- The problem -
Please copy, character for character, each line from the beginning of the listing to the line containing "# Get samples from the Poisson", including both.
[Data to use]
PR #330, opened 2026-06-09
Add more distributions and functions on `RandomGenerator`.

ehpor:
This PR adds the `uniform()`, `exponential()` and `choice()` functions that are available for Numpy into the `RandomGenerator` classes. It also adds `array_api_strict` as a backend, allowing for testing with that backend. Tests have been added for all functions.

This now should be all random functions that are used internally in HCIPy.

### DIFF
--- a/tests/test_math.py
+++ b/tests/test_math.py
@@ -74,6 +74,7 @@ def test_random_generator_poisson(xp, lam):
     # Get samples from the Poisson distribution.
     rng = make_random_generator(xp, seed=42)
     samples = rng.poisson(lam=lam, size=(10000,))
+    samples = xp.astype(samples, xp.float32)
 
     # Basic statistical tests for poisson distribution
     assert np.isclose(float(xp.mean(samples)), lam, atol=0.1)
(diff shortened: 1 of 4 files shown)


tests/test_math.py
```diff
@@ -91,48 +92,117 @@ def test_random_generator_gamma(xp, scale, shape):
...
+@pytest.mark.parametrize('low, high', ((0.0, 1.0), (-2.0, 5.0)))
+def test_random_generator_uniform(xp, low, high):
+    # Get samples from the Uniform distribution.
+    rng = make_random_generator(xp, seed=42)
+    samples = rng.uniform(low, high, size=(10000,))
+
+    # Basic statistical tests for uniform distribution
+    mean = (low + high) / 2
+    std = (high - low) / math.sqrt(12)
+    assert np.isclose(float(xp.mean(samples)), mean, atol=0.05)
```
MatthijsMars, line 104: Should we replace all np.isclose /np.allclose with a backend independent one as introduced in the grids PR?

ehpor: In principle yes. The backend-independent `all_close()` still requires Arrays as input, which in this case `mean` is not. But that can be fixed. However, since #305 has not yet been merged, I cannot use/fix that function here.

ehpor:
Fixed the merge conflict. Ready for re-review. @MatthijsMars

tests/test_math.py
MatthijsMars: Okay we should probably add that as a todo somewhere then

MatthijsMars (approved):
looks good to me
[/Data to use]
- Exercise result -
PR #330, opened 2026-06-09
Add more distributions and functions on `RandomGenerator`.

ehpor:
This PR adds the `uniform()`, `exponential()` and `choice()` functions that are available for Numpy into the `RandomGenerator` classes. It also adds `array_api_strict` as a backend, allowing for testing with that backend. Tests have been added for all functions.

This now should be all random functions that are used internally in HCIPy.

### DIFF
--- a/tests/test_math.py
+++ b/tests/test_math.py
@@ -74,6 +74,7 @@ def test_random_generator_poisson(xp, lam):
     # Get samples from the Poisson distribution.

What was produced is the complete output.